Basic structural studies using diffusion weighted imaging (DWI) in trauma-exposed people have been inconsistent. Some show lower structural integrity in the CGC (e.g., Daniels et al., 2013, Hu et al., 2016, Kim et al., 2006, Sanjuan et al., 2013, Schuff et al., 2011), although increased CGC integrity also has been reported (e.g., Abe et al., 2006, Kennis et al., 2015). In addition, several studies have reported that trauma exposure is associated with decreased (Choi et al., 2009, Fani et al., 2014) or increased (Zhang et al., 2012) structural integrity in the PHC. There also have been mixed findings regarding UF integrity, with some evidence for decreased UF integrity in people with trauma-related symptoms (e.g., Costanzo et al., 2016, Eluvathingal et al., 2006) and some evidence for no association (e.g., Fani et al., 2012). These inconsistencies might be attributed to the wide range of post-trauma symptom profiles, the developmental stage of the brain at the time of first trauma exposure, self-report response biases in symptom assessments, and variation among trauma types (e.g., Naifeh et al., 2008). More recently researchers have begun to test the associations between structure (i.e., white matter integrity) and function (i.e., neural activation patterns) in the affective circuitry of trauma-exposed people. For example, people with PTSD were shown to have less structural integrity of the cingulum, and a genetically-differentiated sample subset also showed poorer hippocampus – anterior cingulate functional connectivity at rest (i.e., Fani et al., 2016). Existing DWI studies have not yet tested the relation between structural integrity in the cingulum and task-based function that is consistent with over-alertness or hypervigilance in the brain.

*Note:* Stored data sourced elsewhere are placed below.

PR #172, opened 2026-09-01
feat(p2p): make the kad cutover a build flag, and unbreak cargo publish

dazwin:
## What

**Phase 2 of the kad protocol migration.** Stacked on #167 — do not merge before it.

#167 puts *both* protocol names on every node, so nothing is cut off while the fleet upgrades. This PR flips the default to `/kwaai/kad/1.0.0` alone and leaves dual to a **bootstrap-grade build**, which is what actually ends the fleet's exposure to the public IPFS DHT.

The mechanism is one Cargo feature, `kad-multi-protocol`, **off by default**, gating the single call to the patched `set_protocol_names`. `Config::new` takes one name and is public upstream, so a default build needs no patched API at all:

```rust
let mut kad_config = kad::Config::new(kad_protocols[0].clone());
#[cfg(feature = "kad-multi-protocol")]
kad_config.set_protocol_names(kad_protocols.clone());
```

The compiled default follows the same switch — dual for a `kad-multi-protocol` build, kwaai-only otherwise. **The feature flag is the migration switch**, and a released node lands on the new protocol with no config change.

Bootstraps build with:

```sh
cargo build --release -p kwaainet --features kad-multi-protocol
```

## It also fixes #167's `cargo publish` break

That is a side effect, and it is why the feature is off rather than on by default. `[patch.crates-io]` does not travel inside a packaged crate, so `cargo publish -p kwaai-p2p` builds the *published* source against stock libp2p-kad. With the patched call compiled out, it succeeds:

```
Finished `dev` profile ... Uploading kwaai-p2p v0.6.4 ... aborting upload due to dry run
```

Previously it died on `no method named set_protocol_names` → `failed to verify package tarball`, taking the eight crates after `kwaai-p2p` in the release loop with it.

**Note on why this works when features were ruled out earlier.** The objection was that a published dependent enabling the feature hits the same error. That is true only of a *manifest* dependency — and nothing enables this in a manifest. `kwaai-cli` declares a pass-through (`kad-multi-protocol = ["kwaai-p2p/kad-multi-protocol"]`) but does not enable it; the bootstraps enable it as a build flag.

## Failing loudly

A default build handed more than one name **fails** rather than serving the first — at startup, and at `kwaainet config set kad_protocols` where the operator can still see it. Silently honouring one of two requested names is precisely how this area keeps going wrong, and the fix for that in #167 would be undone by a quiet truncation here.

## Testing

Given that the CGC and the UF are extensively connected to prefrontal cortices and the sgACC, which are implicated in top-down cognitive control (e.g., Shin et al., 2004, Williams et al., 2006), lower structural integrity in the CGC and the UF might be associated with less habituation to affective information as the amygdala response persists for familiar information rather than habituating to repeated stimulus presentation (e.g., Wright et al., 2001). On the other hand, increased structural integrity in the PHC might reflect greater functional connectivity between the amygdala and the adjacent limbic areas (e.g., parahippocampal gyrus, hippocampus), which has been linked to increased threat sensitivity (e.g., Hahn et al., 2010).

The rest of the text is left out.